Here’s my story, using a personal example. I was idolizing a television pastor, who was used to “ease my conscience” when I sinned, and I had the Lord tell me in an indirect way, several times, there was a conviction in the spirit, that maybe I shouldn’t be watching this preacher, and even though what they were teaching was Biblical, the theological doctrine was corrupted. I had my spiritual mentor in the Church, tell me not to watch this person, because they will only bring me down, and because I was trying to pursue Jesus, this person became an idol for me, and I did not want to give up watching their television show because it made me feel better. Instead of reading the Word of God for myself, which all teachers and preachers of the Word of God tell you to do, I decided to get spoon fed, and it was like a staircase model, where I was on the top of a staircase and this person who was at a lower level, and had less skill and training and personal experience, brought me down. There were other issues going on for a while, and when I needed to have my conscience clear and my faith strengthened, everything around me began to fall, and I had literally been brainwashed into thinking what all these television preachers were saying and getting confused with corrupt teachings, until I finally came to repentance and said “enough is enough” but by then it was too late, I had passed my three day limit of not reading the Word of God for myself, and my life began to spiral downward. There was still growth, and I know God has a plan and purpose for everything and He can make good out of bad. So I learned, “When God says ‘NO!!’ He means ‘NO!!”. During this time I was still writing on my blog and doing things, but I realized, that my spiritual life had to get back on track because of my conscience. At that point, I had difficulty receiving from the Holy Spirit.

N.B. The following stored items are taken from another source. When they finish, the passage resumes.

PR #59, opened 2026-07-14
Add MAINTAINING.md

Lucid-Duck:
@morrownr,

This is the patch-handling write-up you asked for back in April, the "plan and document it for how to handle patches" one. I owe you an apology on the timing. I had a first draft done that same week and then it sat while the mt76 and other work piled up, and three months slipped by. That's on me, it should have been in your hands long ago.

Here it is now, and I wrote it around how you actually work: straight to main, revert if it breaks, no branch ceremony, with the send-me-the-diff option for anything that needs eyes first. It covers the openwrt cherry-pick steps, the compat guards, the build check, and what the compat-patches folder actually is. Every command and code example is checked against the current tree.

It's yours to change however you like. Merge it, edit it, or tell me what to fix. And if it overlaps the checklist you've been putting together, all the better, we can fold them into one.

Sorry again for sitting on it.

Devin

### DIFF
--- a/MAINTAINING.md
+++ b/MAINTAINING.md
@@ -1,0 +1,106 @@
+# Maintaining morrownr/mt76
+
+How patches get into this tree, written plain so anyone lending a hand can do it without breaking things. If something here doesn't match what you're actually seeing in the repo, trust the repo, not the doc.
+
+## What lands here, and where it comes from
+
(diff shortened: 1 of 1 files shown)


morrownr:
This is a good start and can be modified as needed. Thanks.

This is the same thing I learned when I posted “Obedience is more important than Grace.” God has been teaching me how to hear His voice, and after many sleepless and tearful nights, I decided to change my priorities, but now I have to climb back up to where I used to be and maybe that’s the toughest part of sanctification process is that if you don’t accept it, you can be thrown out of the purging process and out of God’s revealed will for your life and it can be very destructive. But a new season is coming for all of us. God has not changed, what has worked in the past will work again, and there is nothing new under the sun. Let the reader understand. I hope you guys learn from the mistake of Balaam and be obedient to the Lord the first time, especially when you are debating in your mind, “I want to do this, but then I also don’t want to do this. I don’t know what to do.” As you become mature you will learn. A good question to ask, is how is this going to benefit anyone other than me? Does this appeal to my senses, or make me feel like I can get “away with it” if I do it. Idols are very destructive, and they can lead you to a downward spiral, and especially when people seem to let you think that disobedience is ok, when it is not ok, then you should be warned not to repeat it. Television preachers sometimes make themselves a target for idolization, even if it is not their intention, but is usually the case with the media industry. So message for today is “beware of idols” – and “beware of disobedience” there is also a sermon on my Church’s website called, “Idols in Your Backseat”. Although in this passage the first instruction that God has is usually the best, and if you put yourself in the middle God can answer you to your own desires even if it is not his will.